First, this claim does not arise under the Constitution or laws of the United States. Reinert has not alleged how Montana's law is unconstitutional. Reinert claims the form itself comes from the Montana Legislature, but the law that he cites does not in itself create the form. Neither has he alleged how the state courts are acting unconstitutionally. The Legislature, the State, and the court system do not constitute “persons” amenable to suit within the meaning of 42 U.S.C. § 1983. See Will v. Michigan Dep't of State Police, 491 U.S. 58, 64 (1989). These failures to state a claim could not be amended by adding factual allegations, because Reinert's claim is also otherwise non-justiciable.
The U.S. Supreme Court has held that for a case to meet the justiciability requirements for federal subject-matter jurisdiction, a plaintiff must show (1) standing; (2) that the case is ripe; (3) the case is not moot; and (4) the case does not involve a political question. DaimlerChrysler Corp. v. Cuno, 547 U.S. 332, 335 (2006). Rule 12(h)(3) requires that “[w]henever it appears by suggestion of the parties or otherwise that the court lacks jurisdiction of the subject matter, the court shall dismiss the action.” See Kontrick v. Ryan, 540 U.S. 443, 455 (2004). Reinert's Claim 3 fails this test.
First, Reinert likely lacks standing on this claim. He alleges that he modified the form substantially before filing his own petition. As stated above, the Court could not conclude whether his post-conviction petition was properly denied in state court, but even if the form were found to be unconstitutional, as he asserts, his modifications of it altered the situation as far as he is concerned. Relatedly, as his post-conviction petition has already been denied in state court, his claim here is moot. A previously litigated petition that did not rely solely on the form is a resolved claim that cannot be remedied by the relief that he seeks here.
III. CONCLUSION
Reinert's Claims 1 and 2 survive prescreening, but will be stayed. Reinert's Claim 3 will be dismissed.

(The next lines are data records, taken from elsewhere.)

PR #1647, opened 2024-01-09
github-actions: bump all official actions

farodin91:


farodin91:
@joaquimrocha  I could add dependabot support for actions in a follow up PR. What do you think?

illume (approved):
Thanks :) Nice improvement.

At all times during the pendency of this action, Reinert immediately must advise the Court of any change of address and its effective date. Failure to file a notice of change of address may result in the dismissal of the action for failure to prosecute pursuant to Fed.R.Civ.P. 41(b).
Based upon the foregoing, the Court issues the following:
ORDER
1. The following defendants are dismissed from this action, and the Clerk of Court is directed to terminate them as parties: the State of Montana, the Montana Legislature, the Governor of Montana, Mrs. Simons, the Warden at MSP, the Director of MSP, and CEO of CoreCivic.
2. Reinert's Claim 3 is dismissed. Claims 1 and 2 are stayed pending the outcome of Reinert's federal habeas action. Reinert is directed to file a notice in this case every six months advising the status of that litigation.